* [ASSIGNMENT]: Scan the data, and whenever a line contains "than", copy it.

* [DATA FOR PROCESSING]:
- Opening Delimiter -

Issue #4760, opened 2024-02-29
Player Hidden Keywords Meta Issue


Hanmac:
Player Hidden Keywords that needs to be rewritten into StaticAbility or ReplacementEffects CantHappen

- "You may pay 0 rather than pay the echo cost for permanents you control."
 
- "You draw a card during each opponent's draw step."
 
- "Creatures your opponents control attack a player other than you if able."
 
- "You assign combat damage of each creature attacking you."
 
- "Foretell on any player's turn"

 
- "All damage is dealt to you as though its source had infect."
- "Damage doesn't cause you to lose life."
 
- Search Library
  - "LimitSearchLibrary"
  - "CantSearchLibrary"
  - "Spells and abilities you control can't cause you to search your library."

- Cant Win or Lose
  - "You can't lose the game."
  - "You can't win the game."
  - "You don't lose the game for having 0 or less life."
  - "You don't lose the game for drawing from an empty library."
 
- "You draw cards from the bottom of your library instead of the top of your library."
 
- "Creatures you control can boast twice during each of your turns rather than once."
 
- "Piracy"
- "CyclingForZero"
- "You may pay 0 rather than pay equip costs."
 
- "Shaman's Trance"

- "PayLifeInsteadOf:B"

tool4ever:
Currently I'm liking CantHappen more because it gives us easier support for GameLog already 🤔

Hanmac:
> Currently I'm liking CantHappen more because it gives us easier support for GameLog already 🤔

I prefer to use CantHappen when there is already an event to Replace 
and where it makes sense


i mean,  "Foretell on any player's turn", can't really be a "CantHappen" event, right? xD

tool4ever:
no, but for those extra GameLog feedback isn't really useful anyway

Hanmac:
@tool4ever for example, the Search Library stuff might use Replacement Effect and CantHappen for 2 of them

Hanmac:
"As you cascade, you may put a land card from among the exiled cards onto the battlefield tapped."
should probably be part of the DigUntil Effect? Should that be done as Replacement Effect?

"Your devotion to each color and each combination of colors is increased by one."
This one is a bit tricky because it needs to be done in between Layer 3 and 4 (so at the end of layer 3?)

Hanmac:
- "Your devotion to each color and each combination of colors is increased by one."

This one is a bit tricky because it needs to be done in between Layer 3 and 4 (so at the end of layer 3?)

PR #7143, opened 2025-03-11
Use StaticAbility for Topsy Turvy

Hanmac:
part of #4760 

also reduce the amount of `getAmountOfKeyword(string)`


tool4ever (approved):
I still wish UN cards wouldn't lead to more engine checks as long as they don't exist in a game

Hanmac:
> I still wish UN cards wouldn't lead to more engine checks as long as they don't exist in a game

It's probably better to use small checks than to update them with HiddenKeywords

- Closing Delimiter -

* [SOLUTION FOR THIS PROBLEM]:
- "You may pay 0 rather than pay the echo cost for permanents you control."
- "Creatures your opponents control attack a player other than you if able."
- "Creatures you control can boast twice during each of your turns rather than once."
- "You may pay 0 rather than pay equip costs."
It's probably better to use small checks than to update them with HiddenKeywords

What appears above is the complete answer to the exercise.